[Provided information]
PR #941, opened 2025-10-03
feat(modal): DLT-2789 add appendTo prop

braddialpad:
# feat(modal): DLT-2789 add appendTo prop

Obligatory GIF

- [x] Feature

## :book: Jira Ticket

https://dialpad.atlassian.net/browse/DLT-2789

## :book: Description

Added support for appendTo to modal

## :bulb: Context

Up to this point all our modals have been rendering inline, not great. Had a request for this from @AlexLamDialpad who was having some strange behaviour when triggering a modal in a table.

## :pencil: Checklist

For all PRs:

For all Vue changes:

For all CSS changes:

## :link: Sources

vue-simple-portal is needed for vue 2. In vue 3 it is built in with `<Teleport>`
https://github.com/LinusBorg/vue-simple-portal

### DIFF
--- a/packages/dialtone-vue2/components/modal/modal.stories.js
+++ b/packages/dialtone-vue2/components/modal/modal.stories.js
@@ -106,6 +106,12 @@ export const argTypesData = {
       type: 'boolean',
     },
   },
+  appendTo: {
+    options: [undefined, 'body', 'html'],
+    control: {
+      type: 'select',
+    },
+  },
 
   // Events
   'update:show': {
--- a/packages/dialtone-vue2/components/modal/modal.vue
+++ b/packages/dialtone-vue2/components/modal/modal.vue
@@ -1,116 +1,122 @@
 <template>
-  <dt-lazy-show
-    transition="d-zoom"
-    :show="show"
-    :class="[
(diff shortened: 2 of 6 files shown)


iropolo (approved):
Looks good!

francisrupert (approved):
Nice yeah. We've been doing `<Teleport>` [in Beacon](https://github.com/search?q=repo%3Adialpad%2Fbeacon-app%20teleport&type=code) for same reason.

So of course it should be a prop, though ideally `body` would be the default. Would that really be a breaking change? Like, what reason would DtModal **_not_** be rendered from `<body>`?

braddialpad:
> So of course it should be a prop, though ideally `body` would be the default. Would that really be a breaking change? Like, what reason would DtModal **_not_** be rendered from `<body>`?

It's the fact that prior to this it always rendered inline. In all cases modal SHOULD be rendered at body, I agree with that, however changing it from inline to body could make certain implementations break. TBH most of them would probably still work fine but I have enough experience with these types of changes to know that when we make a change to a component with a large amount of usage like this it always breaks something, somewhere.

PR #943, opened 2025-10-08
fix(popover): DLT-2795 add aria-hidden attribute on popover

iropolo:
# Add aria-hidden attribute on popover

- [x] Fix
- [ ] Feature
- [ ] Performance Improvement
- [ ] Refactor

## :book: Jira Ticket

https://dialpad.atlassian.net/browse/DLT-2795

## :book: Description

CSS styles need to have aria-hidden false attribute set to being applied.
We are adding this attribute to the HTML.

## :bulb: Context

This attribute is necessary to apply the correct CSS styles.
In this specific case we want to avoid interaction with elements below it, with an invisible overlay.

Previously without fix:

https://github.com/user-attachments/assets/5763e572-f828-4dc7-914a-1136989585da

With this fix:

https://github.com/user-attachments/assets/169b3937-7914-4084-8e0c-1e13d9ec9a59

### DIFF
--- a/packages/dialtone-vue2/components/popover/popover.vue
+++ b/packages/dialtone-vue2/components/popover/popover.vue
@@ -4,6 +4,7 @@
     <portal v-if="modal && isOpen">
       <div
         class="d-modal--transparent"
+        aria-hidden="false"
         @click.prevent.stop
       />
     </portal>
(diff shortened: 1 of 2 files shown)


francisrupert (approved):
Confirmed in DtDropdown too. Thanks!

After you merge, can you merge the `staging` result into `next` and publish `next` so it's available for where we're using the `next` release?

/c @hynes-dialpad

braddialpad (approved):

[About this exercise] Your task is to restate, word for word, only those lines above that fall between the line holding "Added support for appendTo to modal" and the line holding "vue-simple-portal is needed", inclusive.

[Result for this task]
Added support for appendTo to modal

## :bulb: Context

Up to this point all our modals have been rendering inline, not great. Had a request for this from @AlexLamDialpad who was having some strange behaviour when triggering a modal in a table.

## :pencil: Checklist

For all PRs:

For all Vue changes:

For all CSS changes:

## :link: Sources

vue-simple-portal is needed for vue 2. In vue 3 it is built in with `<Teleport>`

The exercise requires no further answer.